Writer and artist Lucy Wilhelm, of Cambridge.
Writer and artist Lucy Wilhelm, of Cambridge.

Two years ago, Carol's younger sister, Barb, and I had renewed contact and I shared Lucy's message with her.

"I think I remember her family in one of the small cabins right near the road to the lake," Barb wrote back. "She said such nice things about us. I have many fond family memories of those days."

I told Lucy that from age 12 through high school, I was often a guest of the Olmsted family in their small but comfortable year-round cabin in Speculator, New York, which Carol's father, Tink, had built. It had a wood stove; Tink chopped the wood. My stays were always in the winter, since my summers were spent at home on Lake Ontario and in YWCA camp.

Lucy described her path in life as an artist, an art teacher in Boston public schools, a former Peace Corps volunteer teacher in Africa, an administrator at MIT and now a member of a memoir writing group for retirees at MIT.

I was surprised and pleased to receive this reconnection. It turns out there is one more. One of Lucy's good friends is former Patriot Ledger reporter and feature writer Lane Lambert, who retired several years ago, and it was fun to hear of his new ventures as a writer.

When we find a way to connect people past and present, we revive memories that are still important years later. They remind us of where we came from and those who helped support and form us.

Thank you, Carol, and thank you, Lucy.

What's in a name?

A recent column about my tripping and falling in the woods brought this unusual response.

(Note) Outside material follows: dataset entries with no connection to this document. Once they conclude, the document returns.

PR #200, opened 2019-09-14
Add type annotations

### LINKED ISSUE #189: Add type annotations to packaging.tags
pip's `pep425tags` module [has type annotations](https://github.com/pypa/pip/blob/d2b7082932a59585ea6198cbf375758fae949c67/src/pip/_internal/pep425tags.py), so it would be good for `packaging.tags` to have type annotations as well before [switching pip away](https://github.com/pypa/pip/issues/6908) from `pep425tags`.

It looks like this would require adding a mypy CI check.

di:
Fixes #189. Adds Python-2 compatible type annotations.

(cc @pradyunsg @cjerdonek)

### DIFF
--- a/packaging/_structures.py
+++ b/packaging/_structures.py
@@ -4,7 +4,7 @@
 from __future__ import absolute_import, division, print_function
 
 
-class Infinity(object):
+class InfinityType(object):
     def __repr__(self):
         return "Infinity"
 
@@ -33,10 +33,10 @@ class Infinity(object):
         return NegativeInfinity
 
 
-Infinity = Infinity()
+Infinity = InfinityType()
 
 
-class NegativeInfinity(object):
+class NegativeInfinityType(object):
     def __repr__(self):
         return "-Infinity"
 
@@ -65,4 +65,4 @@ class NegativeInfinity(object):
         return Infinity
 
 
-NegativeInfinity = NegativeInfinity()
+NegativeInfinity = NegativeInfinityType()
--- a/packaging/_structures.py
+++ b/packaging/_structures.py
@@ -6,30 +6,39 @@ from __future__ import absolute_import, division, print_function
 
 class InfinityType(object):
     def __repr__(self):
+        # type: () -> str
         return "Infinity"
 
     def __hash__(self):
+        # type: () -> int
         return hash(repr(self))
 
     def __lt__(self, other):
+        # type: (object) -> bool
         return False
 
     def __le__(self, other):
+        # type: (object) -> bool
         return False
 
     def __eq__(self, other):
+        # type: (object) -> bool
         return isinstance(other, self.__class__)
 
     def __ne__(self, other):
+        # type: (object) -> bool
         return not isinstance(other, self.__class__)
 
     def __gt__(self, other):
+        # type: (object) -> bool
         return True
 
     def __ge__(self, other):
+        # type: (object) -> bool
         return True
 
     def __neg__(self):
+        # type: (object) -> NegativeInfinityType
         return NegativeInfinity
 
 
@@ -38,30 +47,39 @@ Infinity = InfinityType()
 
 class NegativeInfinityType(object):
     def __repr__(self):
+        # type: () -> str
         return "-Infinity"
 
     def __hash__(self):
+        # type: () -> int
         return hash(repr(self))
 
     def __lt__(self, other):
+        # type: (object) -> bool
         return True
 
     def __le__(self, other):
+        # type: (object) -> bool
         return True
 
     def __eq__(self, other):
+        # type: (object) -> bool
         return isinstance(other, self.__class__)
 
     def __ne__(self, other):
+        # type: (object) -> bool
         return not isinstance(other, self.__class__)
 
     def __gt__(self, other):
+        # type: (object) -> bool
         return False
 
     def __ge__(self, other):
+        # type: (object) -> bool
         return False
 
     def __neg__(self):
+        # type: (object) -> InfinityType
         return Infinity
 
 
--- a/packaging/markers.py
+++ b/packaging/markers.py
@@ -17,7 +17,7 @@ from ._typing import MYPY_CHECK_RUNNING
 from .specifiers import Specifier, InvalidSpecifier
 
 if MYPY_CHECK_RUNNING:  # pragma: no cover
-    from typing import Any, List, Tuple, Dict, Union, Optional, Callable
+    from typing import Any, Callable, Dict, List, Optional, Tuple, Union
 
     Operator = Callable[[str, str], bool]
 
--- a/packaging/markers.py
+++ b/packaging/markers.py
@@ -13,7 +13,13 @@ from pyparsing import ZeroOrMore, Group, Forward, QuotedString
 from pyparsing import Literal as L  # noqa
 
 from ._compat import string_types
+from ._typing import MYPY_CHECK_RUNNING
 from .specifiers import Specifier, InvalidSpecifier
+
+if MYPY_CHECK_RUNNING:  # pragma: no cover
+    from typing import Any, List, Tuple, Dict, Union, Optional, Callable
+
+    Operator = Callable[[str, str], bool]
 
 
 __all__ = [
@@ -46,30 +52,37 @@ class UndefinedEnvironmentName(ValueError):
 
 class Node(object):
     def __init__(self, value):
+        # type: (Any) -> None
         self.value = value
 
     def __str__(self):
+        # type: () -> str
         return str(self.value)
 
     def __repr__(self):
+        # type: () -> str
         return "<{0}({1!r})>".format(self.__class__.__name__, str(self))
 
     def serialize(self):
+        # type: () -> str
         raise NotImplementedError
 
 
 class Variable(Node):
     def serialize(self):
+        # type: () -> str
         return str(self)
 
 
 class Value(Node):
     def serialize(self):
+        # type: () -> str
         return '"{0}"'.format(self)
 
 
 class Op(Node):
     def serialize(self):
+        # type: () -> str
         return str(self)
 
 
@@ -131,6 +144,7 @@ MARKER = stringStart + MARKER_EXPR + stringEnd
 
 
 def _coerce_parse_result(results):
+    # type: (Union[ParseResults, List[Any]]) -> List[Any]
     if isinstance(results, ParseResults):
         return [_coerce_parse_result(i) for i in results]
     else:
@@ -138,6 +152,8 @@ def _coerce_parse_result(results):
 
 
 def _format_marker(marker, first=True):
+    # type: (Union[List[str], Tuple[Node, ...], str], Optional[bool]) -> str
+
     assert isinstance(marker, (list, tuple, string_types))
 
     # Sometimes we have a structure like [[...]] which is a single item list
@@ -172,10 +188,11 @@ _operators = {
     "!=": operator.ne,
     ">=": operator.ge,
     ">": operator.gt,
-}
+}  # type: Dict[str, Operator]
 
 
 def _eval_op(lhs, op, rhs):
+    # type: (str, Op, str) -> bool
     try:
         spec = Specifier("".join([op.serialize(), rhs]))
     except InvalidSpecifier:
@@ -183,7 +200,7 @@ def _eval_op(lhs, op, rhs):
     else:
         return spec.contains(lhs)
 
-    oper = _operators.get(op.serialize())
+    oper = _operators.get(op.serialize())  # type: Optional[Operator]
     if oper is None:
         raise UndefinedComparison(
             "Undefined {0!r} on {1!r} and {2!r}.".format(op, lhs, rhs)
@@ -200,7 +217,8 @@ _undefined = Undefined()
 
 
 def _get_env(environment, name):
-    value = environment.get(name, _undefined)
+    # type: (Dict[str, str], str) -> str
+    value = environment.get(name, _undefined)  # type: Union[str, Undefined]
 
     if isinstance(value, Undefined):
         raise UndefinedEnvironmentName(
@@ -211,7 +229,8 @@ def _get_env(environment, name):
 
 
 def _evaluate_markers(markers, environment):
-    groups = [[]]
+    # type: (List[Any], Dict[str, str]) -> bool
+    groups = [[]]  # type: List[List[bool]]
 
     for marker in markers:
         assert isinstance(marker, (list, tuple, string_types))
@@ -238,6 +257,7 @@ def _evaluate_markers(markers, environment):
 
 
 def format_full_version(info):
+    # type: (sys._version_info) -> str
     version = "{0.major}.{0.minor}.{0.micro}".format(info)
     kind = info.releaselevel
     if kind != "final":
@@ -246,6 +266,7 @@ def format_full_version(info):
 
 
 def default_environment():
+    # type: () -> Dict[str, str]
     if hasattr(sys, "implementation"):
         iver = format_full_version(sys.implementation.version)
         implementation_name = sys.implementation.name
@@ -270,6 +291,7 @@ def default_environment():
 
 class Marker(object):
     def __init__(self, marker):
+        # type: (str) -> None
         try:
             self._markers = _coerce_parse_result(MARKER.parseString(marker))
         except ParseException as e:
@@ -279,12 +301,15 @@ class Marker(object):
             raise InvalidMarker(err_str)
 
     def __str__(self):
+        # type: () -> str
         return _format_marker(self._markers)
 
     def __repr__(self):
+        # type: () -> str
         return "<Marker({0!r})>".format(str(self))
 
     def evaluate(self, environment=None):
+        # type: (Optional[Dict[str, str]]) -> bool
         """Evaluate a marker.
 
         Return the boolean from evaluating the given marker against the
--- a/packaging/markers.py
+++ b/packaging/markers.py
@@ -192,13 +192,17 @@ def _eval_op(lhs, op, rhs):
     return oper(lhs, rhs)
 
 
-_undefined = object()
+class Undefined(object):
+    pass
+
+
+_undefined = Undefined()
 
 
 def _get_env(environment, name):
     value = environment.get(name, _undefined)
 
-    if value is _undefined:
+    if isinstance(value, Undefined):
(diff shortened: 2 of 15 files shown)


tox.ini
```diff
@@ -29,6 +29,14 @@ commands =
     sphinx-build -W -b latex -d {envtmpdir}/doctrees docs docs/_build/latex
     sphinx-build -W -b doctest -d {envtmpdir}/doctrees docs docs/_build/html
 
+[testenv:mypy]
+basepython = python3
+deps =
+    mypy
+commands =
+    mypy packaging --strict
```
pradyunsg: nit: Let's have a `mypy.ini` that sets strict to 1/true/whatever, so that my alias of `tox-mypy` (== `./.tox/mypy/bin/mypy`) would do the right thing. :3

packaging/tags.py
```diff
@@ -219,16 +247,24 @@ def _mac_binary_formats(version, cpu_arch):
...
-def _mac_platforms(version=None, arch=None):
+def _mac_platforms(
+    version=None,  # type: Optional[Tuple[int, int]]
+    arch=None,  # type: Optional[str]
+):
+    # type: (...) -> List[str]
     version_str, _, cpu_arch = platform.mac_ver()
     if version is None:
-        version = tuple(map(int, version_str.split(".")[:2]))
+        _version = tuple(map(int, version_str.split(".")[:2]))
```
cjerdonek: Why is it necessary to use a different variable name throughout the function? It seems like it should be possible to keep using `version` since the type is the same.

packaging/tags.py
```diff
@@ -219,16 +247,24 @@ def _mac_binary_formats(version, cpu_arch):
...
+    else:
+        _version = version
     if arch is None:
-        arch = _mac_arch(cpu_arch)
+        _arch = _mac_arch(cpu_arch)
```
cjerdonek: Ditto for `arch`.

stubs/platform.pyi
```diff
@@ -0,0 +1,8 @@
+# fmt: off
+# (see https://github.com/psf/black/issues/1020)
+
+from typing import Any, Tuple
+
+def mac_ver(release=..., versioninfo=..., machine=...):
```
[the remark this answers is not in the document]
di: Yeah, I was trying to avoid the `cast` trick if possible. I agree that this should be fixed in `typeshed` but that's out of scope for me here.

Good point about pip vendoring, I think we can just `# type: ignore` this instead of shipping our own stub.

packaging/tags.py
di: Because farther down we do `version[0]`, which gives the following error if we retain the original type:

```
Value of type "Optional[Tuple[int, int]]" is not indexable
```

tox.ini
di: I actually couldn't figure out how to set the equivalent of `--strict` via the config file without just enabling all the specific flags it enables (which, BTW, may change between mypy versions) but maybe I'm missing something: https://mypy.readthedocs.io/en/latest/config_file.html

packaging/markers.py
```diff
@@ -192,13 +209,18 @@ def _eval_op(lhs, op, rhs):
...
+
+_undefined = Undefined()
 
 
 def _get_env(environment, name):
-    value = environment.get(name, _undefined)
+    # type: (Dict[str, str], str) -> str
+    value = environment.get(name, _undefined)  # type: Union[str, Undefined]
 
-    if value is _undefined:
```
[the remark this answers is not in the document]
di: No, without this change mypy can't infer that return type here will always be a `str` and gives the following error:

```
Incompatible return value type (got "Union[str, Undefined]", expected "str")
```

stubs/platform.pyi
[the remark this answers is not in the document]
cjerdonek: I wouldn't say using `cast()` is a trick as it's a standard typing construct. I think it's better than using `ignore` because `ignore` sweeps the problem under the rug, whereas `cast()` makes the intention explicit.

packaging/specifiers.py
```diff
@@ -98,15 +128,18 @@ def __repr__(self):
...
     def __hash__(self):
+        # type: () -> int
         return hash(self._spec)
 
     def __eq__(self, other):
+        # type: (object) -> bool
         if isinstance(other, string_types):
             try:
-                other = self.__class__(other)
+                other = self.__class__(str(other))
```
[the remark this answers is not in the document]
di: Nope:

```diff
diff --git a/packaging/_compat.py b/packaging/_compat.py
index a145f7e..bbfcb16 100644
--- a/packaging/_compat.py
+++ b/packaging/_compat.py
@@ -17,7 +17,7 @@ PY3 = sys.version_info[0] == 3
 # flake8: noqa

 if PY3:
-    string_types = (str,)
+    string_types = (str,)  # mypy: ignore
 else:
     string_types = (basestring,)

diff --git a/packaging/specifiers.py b/packaging/specifiers.py
index 091e9de..5e1314e 100644
--- a/packaging/specifiers.py
+++ b/packaging/specifiers.py
@@ -139,7 +139,7 @@ class _IndividualSpecifier(BaseSpecifier):
         # type: (object) -> bool
         if isinstance(other, string_types):
             try:
-                other = self.__class__(str(other))
+                other = self.__class__(other)
             except InvalidSpecifier:
                 return NotImplemented
         elif not isinstance(other, self.__class__):
@@ -151,7 +151,7 @@ class _IndividualSpecifier(BaseSpecifier):
         # type: (object) -> bool
         if isinstance(other, string_types):
             try:
-                other = self.__class__(str(other))
+                other = self.__class__(other)
             except InvalidSpecifier:
                 return NotImplemented
         elif not isinstance(other, self.__class__):
```

```
$ tox -e mypy
GLOB sdist-make: /Users/dustiningram/git/pypa/packaging/setup.py
mypy inst-nodeps: /Users/dustiningram/git/pypa/packaging/.tox/.tmp/package/1/packaging-20.0.dev0.zip
mypy installed: mypy==0.720,mypy-extensions==0.4.1,packaging==20.0.dev0,pyparsing==2.4.2,six==1.12.0,typed-ast==1.4.0,typing-extensions==3.7.4
mypy run-test-pre: PYTHONHASHSEED='1543042496'
mypy run-test: commands[0] | mypy packaging --strict
mypy run-test: commands[1] | mypy packaging --py2 --strict
packaging/specifiers.py:142: error: Argument 1 to "_IndividualSpecifier" has incompatible type "basestring"; expected "str"
packaging/specifiers.py:154: error: Argument 1 to "_IndividualSpecifier" has incompatible type "basestring"; expected "str"
ERROR: InvocationError for command /Users/dustiningram/git/pypa/packaging/.tox/mypy/bin/mypy packaging --py2 --strict (exited with code 1)
___________________________________ summary ____________________________________
ERROR:   mypy: commands failed
```
Open to other suggestions here, but I also don't see how this would cause problems.

packaging/tags.py
cjerdonek: You should be able to put `assert version is not None` at an appropriate location, which will let `mypy` resolve `Optional[Tuple[int, int]]` to `Tuple[int, int]`.

stubs/platform.pyi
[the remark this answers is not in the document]
di: OK, I will pull in `cast`, there's at least one other place where it could be used as well.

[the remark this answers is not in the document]
di: Ah, the error here is actually `Call to untyped function "mac_ver" in typed context`, which IIUC cannot be resolved with `cast`, so I'll `# type: ignore` this instead.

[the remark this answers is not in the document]
cjerdonek: You should still be able to use cast at the call site.

packaging/tags.py
di: This feels a bit weird but it does work 👍

stubs/platform.pyi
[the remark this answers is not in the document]
di: Ah, and now I remember why I did this. This can't actually be ignored because we're type checking in Python 2 and Python 3, but typeshed is only wrong for one of them. So with:

```python
version_str, _, cpu_arch = platform.mac_ver()  # mypy: ignore
```
we get this error in Python 2:
```
error: Call to untyped function "mac_ver" in typed context
```

and with:

```python
version_str, _, cpu_arch = platform.mac_ver()  # type: ignore
```
we get this error in Python 3:

```
error: unused 'type: ignore' comment
```
and AFAICT there's no way to both `type: ignore` and `mypy: ignore`.

Although I agree the stub won't work here, so any creative ideas here?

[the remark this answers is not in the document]
cjerdonek: Why doesn’t cast at the call site work?

packaging/tags.py
cjerdonek: It’s actually the recommended way! https://github.com/python/typing/issues/645

stubs/platform.pyi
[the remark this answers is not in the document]
di: Because typeshed is correct for Python3 which makes the cast redundant:

```diff
diff --git a/packaging/tags.py b/packaging/tags.py
index d33d0a7..3c1d770 100644
--- a/packaging/tags.py
+++ b/packaging/tags.py
@@ -14,7 +14,12 @@ import warnings
 from ._typing import MYPY_CHECK_RUNNING

 if MYPY_CHECK_RUNNING:  # pragma: no cover
-    from typing import Dict, FrozenSet, Iterator, List, Optional, Tuple
+    from typing import cast, Dict, FrozenSet, Iterator, List, Optional, Tuple
+else:
+    # typing's cast() is needed at runtime, but we don't want to import typing.
+    # Thus, we use a dummy no-op version, which we tell mypy to ignore.
+    def cast(type_, value):  # type: ignore
+        return value

 INTERPRETER_SHORT_NAMES = {
     "python": "py",  # Generic.
@@ -252,7 +257,10 @@ def _mac_platforms(
     arch=None,  # type: Optional[str]
 ):
     # type: (...) -> List[str]
-    version_str, _, cpu_arch = platform.mac_ver()
+    version_str, _, cpu_arch = cast(
+        "Tuple[str, Tuple[str, str, str], str]",
+        platform.mac_ver()
+    )
     if version is None:
         _version = tuple(map(int, version_str.split(".")[:2]))
     else:
```
```
$ tox -e mypy
GLOB sdist-make: /Users/dustiningram/git/pypa/packaging/setup.py
mypy inst-nodeps: /Users/dustiningram/git/pypa/packaging/.tox/.tmp/package/1/packaging-20.0.dev0.zip
mypy installed: mypy==0.720,mypy-extensions==0.4.1,packaging==20.0.dev0,pyparsing==2.4.2,six==1.12.0,typed-ast==1.4.0,typing-extensions==3.7.4
mypy run-test-pre: PYTHONHASHSEED='1808471273'
mypy run-test: commands[0] | mypy packaging --strict
packaging/tags.py:260: error: Redundant cast to "Tuple[str, Tuple[str, str, str], str]"
ERROR: InvocationError for command /Users/dustiningram/git/pypa/packaging/.tox/mypy/bin/mypy packaging --strict (exited with code 1)
___________________________________ summary ____________________________________
ERROR:   mypy: commands failed
```

packaging/tags.py
di: TIL! 😄

stubs/platform.pyi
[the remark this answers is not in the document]
pradyunsg: > Good point about pip vendoring, I think we can just `# type: ignore` this instead of shipping our own stub.

Let's do this here, for now -- could you file an issue upstream with typeshed regarding this?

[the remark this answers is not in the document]
cjerdonek: > Because typeshed is correct for Python3 which makes the cast redundant:

Okay, but I think using `ignore` means you'll lose the benefit of the typing info in Python 3 (the type checker will recognize it only as `Any`, so it seems like it's better to include a bit of redundant info then not having typing info in either Python 2 or 3.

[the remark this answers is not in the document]
cjerdonek: Also, note that mypy has a `--warn-redundant-casts` flag to enable / disable that being an error: https://mypy.readthedocs.io/en/latest/command_line.html#configuring-warnings

tox.ini
pradyunsg: I guess that's a point in favour of not using --strict. 🙃

Anyway, I don't want to block on this concern. Let's look into this in a follow up?

stubs/platform.pyi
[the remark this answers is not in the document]
pradyunsg: Yea. I think given the scale of this PR, I'm OK to let this come through right now, so that we don't block a generally useful PR on an arguably minor specific point.

That said, yes, we should figure out what is the best way to handle this. I can happen independently of merging this PR. 🙃

tox.ini
brettcannon: Looks like they didn't provide this on purpose: https://github.com/python/mypy/issues/3858

brettcannon:
FYI I do plan to review this, but I'm waiting until #199 lands and I get 19.2 released.

di:
@brettcannon This is ready for you to review.

packaging/_structures.py
```diff
@@ -4,65 +4,83 @@
...
     def __repr__(self):
+        # type: () -> str
         return "Infinity"
 
     def __hash__(self):
+        # type: () -> int
         return hash(repr(self))
 
     def __lt__(self, other):
+        # type: (object) -> bool
```
brettcannon: Ah, Python 2, where `Any` does not necessarily inherit from `object`. 🙄

packaging/markers.py
```diff
@@ -13,8 +13,14 @@
 from pyparsing import Literal as L  # noqa
 
 from ._compat import string_types
+from ._typing import MYPY_CHECK_RUNNING
 from .specifiers import Specifier, InvalidSpecifier
 
+if MYPY_CHECK_RUNNING:  # pragma: no cover
+    from typing import Any, List, Tuple, Dict, Union, Optional, Callable
```
brettcannon: Do we want to try and keep this alphabetized, or is that a fool's errand?

packaging/tags.py
```diff
@@ -19,14 +19,24 @@
...
 import warnings
 
+from ._typing import MYPY_CHECK_RUNNING
+
+if MYPY_CHECK_RUNNING:  # pragma: no cover
+    from typing import cast, Dict, FrozenSet, Iterator, List, Optional, Tuple
+else:
+    # typing's cast() is needed at runtime, but we don't want to import typing.
+    # Thus, we use a dummy no-op version, which we tell mypy to ignore.
+    def cast(type_, value):  # type: ignore
```
brettcannon: Should this be put in `._typing`?

packaging/tags.py
```diff
@@ -37,40 +47,52 @@ class Tag(object):
...
 
     @property
     def platform(self):
+        # type: () -> str
         return self._platform
 
     def __eq__(self, other):
+        # type: (object) -> bool
+        if not isinstance(other, Tag):
+            return NotImplemented
```
brettcannon: Nice that mypy doesn't complain about this case.

packaging/tags.py
```diff
@@ -81,15 +103,18 @@ def parse_tag(tag):
 
 
 def _normalize_string(string):
+    # type: (str) -> str
     return string.replace(".", "_").replace("-", "_")
 
 
 def _cpython_interpreter(py_version):
+    # type: (Tuple[int, int]) -> str
```
brettcannon: Maybe it would be worth doing a type alias: `PythonVersion = Tuple[int, int]` since this specific tuple format is used in multiple places and it would help communicate exactly what's expected to be passed in?

packaging/tags.py
```diff
@@ -125,6 +150,7 @@ def _cpython_abis(py_version):
 
 
 def _cpython_tags(py_version, interpreter, abis, platforms):
+    # type: (Tuple[int, int], str, List[str], List[str]) -> Iterator[Tag]
```
```suggestion
    # type: (Tuple[int, int], str, Iterable[str], Iterable[str]) -> Iterator[Tag]
```

packaging/tags.py
```diff
@@ -158,13 +186,15 @@ def _generic_abi():
 
 
 def _pypy_tags(py_version, interpreter, abi, platforms):
+    # type: (Tuple[int, int], str, str, List[str]) -> Iterator[Tag]
```
```suggestion
    # type: (Tuple[int, int], str, str, Iterable[str]) -> Iterator[Tag]
```

packaging/tags.py
```diff
@@ -158,13 +186,15 @@ def _generic_abi():
...
     for tag in (Tag(interpreter, abi, platform) for platform in platforms):
         yield tag
     for tag in (Tag(interpreter, "none", platform) for platform in platforms):
         yield tag
 
 
 def _generic_tags(interpreter, py_version, abi, platforms):
+    # type: (str, Tuple[int, int], str, List[str]) -> Iterator[Tag]
```
```suggestion
    # type: (str, Tuple[int, int], str, Iterable[str]) -> Iterator[Tag]
```

packaging/tags.py
```diff
@@ -187,6 +218,7 @@ def _py_interpreter_range(py_version):
 
 
 def _independent_tags(interpreter, py_version, platforms):
+    # type: (str, Tuple[int, int], List[str]) -> Iterator[Tag]
```
```suggestion
    # type: (str, Tuple[int, int], Iterable[str]) -> Iterator[Tag]
```

brettcannon:
Once this PR lands we should open an issue for setting up a `mypy.ini` file so that code editors can run mypy on the user's behalf and have the appropriate flags triggering (and I'm happy to put the time in to create the file). But until then the `tox` solution seems fine to me.

di:
> Once this PR lands we should open an issue for setting up a mypy.ini file so that code editors can run mypy on the user's behalf and have the appropriate flags triggering (and I'm happy to put the time in to create the file). But until then the tox solution seems fine to me.

These settings are in the `setup.cfg` file (because it already existed), which is a valid fallback configuration file for mypy. Maybe this is a bug in your editor instead? 😉

packaging/markers.py
di: I was trying to keep this alphabetized. I'll fix this but we should add [`isort`](https://pypi.org/project/isort/) if we really care about this.

brettcannon:
@di Sorry, still a little sick so I somehow marked `setup.cfg` as reviewed without reviewing it. 😄

brettcannon:
@di can you do the merge yourself or do you need one of us to do it?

"Sue, I happened upon your article because I'm an old hiker/backpacker suffering from balance issues. I was struck by your last name. There aren't very many of us. My roots are in Iowa."  – Bill Scheible, Portland, Oregon

Bill and I had fun exchanging information about various relatives, Midwest clues and decided we probably are connected somewhere. Bill is about my age. You never know!